The paper tackled the problem of optimizing seismic monitoring networks to improve the ability to identify and locate seismic sources, using Bayesian optimal experimental design to maximize expected information gain, resulting in a framework that explores trade-offs like sensor fidelity and earth model uncertainty.

Monitoring networks increasingly aim to assimilate data from a large number of diverse sensors covering many sensing modalities. Bayesian optimal experimental design (OED) seeks to identify data, sensor configurations, or experiments which can optimally reduce uncertainty and hence increase the performance of a monitoring network.
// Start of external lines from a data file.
PR #534, opened 2020-05-06
Add support for LLVM objdump

kalyanac:
Adds support for LLVM objdump


kalyanac:
Failures unrelated. Restarted the jobs

kalyanac:
gentle ping.

aalexand:
It feels that the PR description doesn't tell the full story. There is no binutils version 9.0, that seems LLVM objdump. It seems that what we are trying to dispatch on here is binutils vs. LLVM objdump, so the PR description and the code change should be centered around that IMO.

internal/binutils/binutils.go
```diff
@@ -120,6 +121,29 @@ func (bu *Binutils) SetTools(config string) {
...
+		return objdump, false
+	}
+
+	re := regexp.MustCompile(`.*version (([0-9]*)\.([0-9]*)\.([0-9]*)).*$`)
+	fields := re.FindStringSubmatch(strings.Split(string(cmdOut), "\n")[0])
+	if len(fields) != 5 {
+		return objdump, false
+	}
+
+	if ver, _ := strconv.Atoi(fields[2]); ver < 9 {
```
aalexand, line 141: Don't ignore errors.

internal/binutils/binutils.go
```diff
@@ -120,6 +121,29 @@ func (bu *Binutils) SetTools(config string) {
 	bu.update(func(r *binrep) { initTools(r, config) })
 }
 
+func ensureObjdumpVersion(objdump string, objdumpFound bool) (string, bool) {
```
aalexand, line 124: Prefer top-down function order in Go - place this function after its use, i.e. after initTools.

internal/binutils/binutils.go
```diff
@@ -159,10 +183,19 @@ func findExe(cmd string, paths []string) (string, bool) {
...
 	b := bu.get()
+	if !b.objdumpFound {
+		return nil, fmt.Errorf("couldn't find objdump")
+	}
 	args := []string{"-d", "-C", "--no-show-raw-insn", "-l",
 		fmt.Sprintf("--start-address=%#x", start),
 		fmt.Sprintf("--stop-address=%#x", end)}
 
+	if runtime.GOOS == "darwin" {
+		args = []string{"-disassemble-all", "-no-show-raw-insn",
```
aalexand, line 194: Avoid re-assignment, this makes code more difficult to understand. Initialize once:
```
var foo ...
if (...) {
  foo = ...
} else {
  foo = ...
}
```

internal/binutils/binutils_test.go
```diff
@@ -189,14 +191,39 @@ func skipUnlessDarwinAmd64(t *testing.T) {
 }
 
 func testDisasm(t *testing.T, intelSyntax bool) {
+	if runtime.GOOS == "darwin" {
+		// get objdump version and skip test if < 9.0
```
aalexand, line 195: nit: get -> Get (proper sentences for comments).

MaskRay:
Thanks for the patch! As, Alexey noted, this patch with a few tweaks can work with llvm-objdump on other (non-Mac) platforms. Both rupprecht and I have made some UI improvements to llvm-objdump 10. llvm-objdump 10 may be closer to GNU objdump. (The function:line pattern just looks like GNU objdump's output)

Consider using `--version` (instead of Sun-style `-version`). GNU objdump doesn't accept `-version`. Latest llvm-objdump does not accept `-version`, either.

internal/binutils/binutils.go
MaskRay: Two-dash `--no-show-raw-insn` should work as well, for all llvm-objdump versions I know. Is it not the case for macOS objdump?

internal/binutils/binutils.go
kalyanac: done.

internal/binutils/binutils.go
kalyanac: done.

internal/binutils/binutils_test.go
kalyanac: done.

kalyanac:
> It feels that the PR description doesn't tell the full story. There is no binutils version 9.0, that seems LLVM objdump. It seems that what we are trying to dispatch on here is binutils vs. LLVM objdump, so the PR description and the code change should be centered around that IMO.

The PR description states `objdump` version should be at least 9.0, not `binutils`. This is from OS X core (`pkgid: com.apple.pkg.Core`) and not the homebrew binutils, which  packages GNU tools. 

Yes, this is (Apple) LLVM objdump. This PR is only to add support for the `objdump` installed with XCode. 
```
objdump -version
Apple LLVM version 10.0.0 (clang-1000.11.45.5)
```
LLVM objdump support for Linux should be a separate, probably small, PR.

kalyanac:
> Thanks for the patch! As Alexey noted, this patch with a few tweaks can work with llvm-objdump on other (non-Mac) platforms. Both rupprecht and I have made some UI improvements to llvm-objdump 10. llvm-objdump 10 may be closer to GNU objdump. (The function:line pattern just looks like GNU objdump's output)

A separate PR will add support for LLVM objdump for non-Mac platforms. 

> Consider using `--version` (instead of Sun-style `-version`). GNU objdump doesn't accept `-version`. Latest llvm-objdump does not accept `-version`, either.

`objdump` on Mac seems to support the `--version` format but does not document it. `--help` only uses the single dash format.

Information theory guides OED by formulating the choice of experiment or sensor placement as an optimization problem that maximizes the expected information gain (EIG) about quantities of interest given prior knowledge and models of expected observation data. Therefore, within the context of seismo-acoustic monitoring, we can use Bayesian OED to configure sensor networks by choosing sensor locations, types, and fidelity in order to improve our ability to identify and locate seismic sources. In this work, we develop the framework necessary to use Bayesian OED to optimize a sensor network's ability to locate seismic events from arrival time data of detected seismic phases at the regional-scale. Bayesian OED requires four elements: 1) A likelihood function that describes the distribution of detection and travel time data from the sensor network, 2) A Bayesian solver that uses a prior and likelihood to identify the posterior distribution of seismic events given the data, 3) An algorithm to compute EIG about seismic events over a dataset of hypothetical prior events, 4) An optimizer that finds a sensor network which maximizes EIG. Once we have developed this framework, we explore many relevant questions to monitoring such as: how to trade off sensor fidelity and earth model uncertainty; how sensor types, number, and locations influence uncertainty; and how prior models and constraints influence sensor placement.